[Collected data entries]
- Opening Delimiter -

PR #1889, opened 2026-07-27
Issue 1820 create user guide example for logging

### LINKED ISSUE #1820: [DOCUMENTATION] - Add section to user guide and "How do I" about logging
We currently lack documentation on logging for regular users. [There is this](https://deltares.github.io/imod-python/api/generated/logging/imod.logging.html#module-imod.logging), but that is very oriented to developers.

ClaireDons:
Fixes #1820 

# Description
Add a section to the user guide about logging, including how to configure the type of logger, logging level and writing to both the default or a custom file. 

# Checklist

- [x] Links to correct issue
- [ ] Unit tests were added


examples/user-guide/13-logging.py
```diff
@@ -0,0 +1,82 @@
+"""
+Logging in iMOD-Python
+======================================
+
+iMod-python supports logging through both the standard
```
JoerivanEngelen: Correct writing of the package in text is:

```suggestion
iMOD Python supports logging through both the standard
```

examples/user-guide/13-logging.py
```diff
@@ -0,0 +1,82 @@
...
+# simulations, to keep logging output organised for debugging and verification.
+# Here, we also set `add_default_stream_handler=False` to avoid logging to the console.
+# By default, this is usually True, meaning logging is also sent to the console.
+
+from contextlib import redirect_stdout
+
+logfile_path = "open_simulation.log"
+
+with open(logfile_path, "w") as f:
+    with redirect_stdout(f):
```
JoerivanEngelen, line 77: What is this for?

JoerivanEngelen (approved):
Looks good, I have some remarks. Approving in advance.

examples/user-guide/13-logging.py
ClaireDons: It just redirects the output to the file and is fairly straightforward to implement. I'll add a comment to make it clearer.
It's instead of using `with open(logfile_path, "w") as sys.stdout:`, although I could do that too if you prefer, it would just be a few more lines of code. It would make it a little harder to read for a user possibly?

JoerivanEngelen: I'm not really fan of the double with statement here, it makes things look a lot more complex. I agree that ``with open(logfile_path, "w") as sys.stdout`` is somewhat obfuscating, but I slightly prefer it over the double with statement.

ClaireDons: After trying things and talking more about it we decided that using the context manager with redirect_stdout() was a little more robust when re-running notebook cells and handles automatically cleaning things up after the block is run.

JoerivanEngelen (approved):

JoerivanEngelen:
I see two jobs failing, but I think that is a TeamCity issue.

- Closing Delimiter -

Word for word, repeat the records above.

Exercise answer
PR #1889, opened 2026-07-27
Issue 1820 create user guide example for logging

### LINKED ISSUE #1820: [DOCUMENTATION] - Add section to user guide and "How do I" about logging
We currently lack documentation on logging for regular users. [There is this](https://deltares.github.io/imod-python/api/generated/logging/imod.logging.html#module-imod.logging), but that is very oriented to developers.

ClaireDons:
Fixes #1820 

# Description
Add a section to the user guide about logging, including how to configure the type of logger, logging level and writing to both the default or a custom file. 

# Checklist

- [x] Links to correct issue
- [ ] Unit tests were added


examples/user-guide/13-logging.py
```diff
@@ -0,0 +1,82 @@
+"""
+Logging in iMOD-Python
+======================================
+
+iMod-python supports logging through both the standard
```
JoerivanEngelen: Correct writing of the package in text is:

```suggestion
iMOD Python supports logging through both the standard
```

examples/user-guide/13-logging.py
```diff
@@ -0,0 +1,82 @@
...
+# simulations, to keep logging output organised for debugging and verification.
+# Here, we also set `add_default_stream_handler=False` to avoid logging to the console.
+# By default, this is usually True, meaning logging is also sent to the console.
+
+from contextlib import redirect_stdout
+
+logfile_path = "open_simulation.log"
+
+with open(logfile_path, "w") as f:
+    with redirect_stdout(f):
```
JoerivanEngelen, line 77: What is this for?

JoerivanEngelen (approved):
Looks good, I have some remarks. Approving in advance.

examples/user-guide/13-logging.py
ClaireDons: It just redirects the output to the file and is fairly straightforward to implement. I'll add a comment to make it clearer.
It's instead of using `with open(logfile_path, "w") as sys.stdout:`, although I could do that too if you prefer, it would just be a few more lines of code. It would make it a little harder to read for a user possibly?

JoerivanEngelen: I'm not really fan of the double with statement here, it makes things look a lot more complex. I agree that ``with open(logfile_path, "w") as sys.stdout`` is somewhat obfuscating, but I slightly prefer it over the double with statement.

ClaireDons: After trying things and talking more about it we decided that using the context manager with redirect_stdout() was a little more robust when re-running notebook cells and handles automatically cleaning things up after the block is run.

JoerivanEngelen (approved):

JoerivanEngelen:
I see two jobs failing, but I think that is a TeamCity issue.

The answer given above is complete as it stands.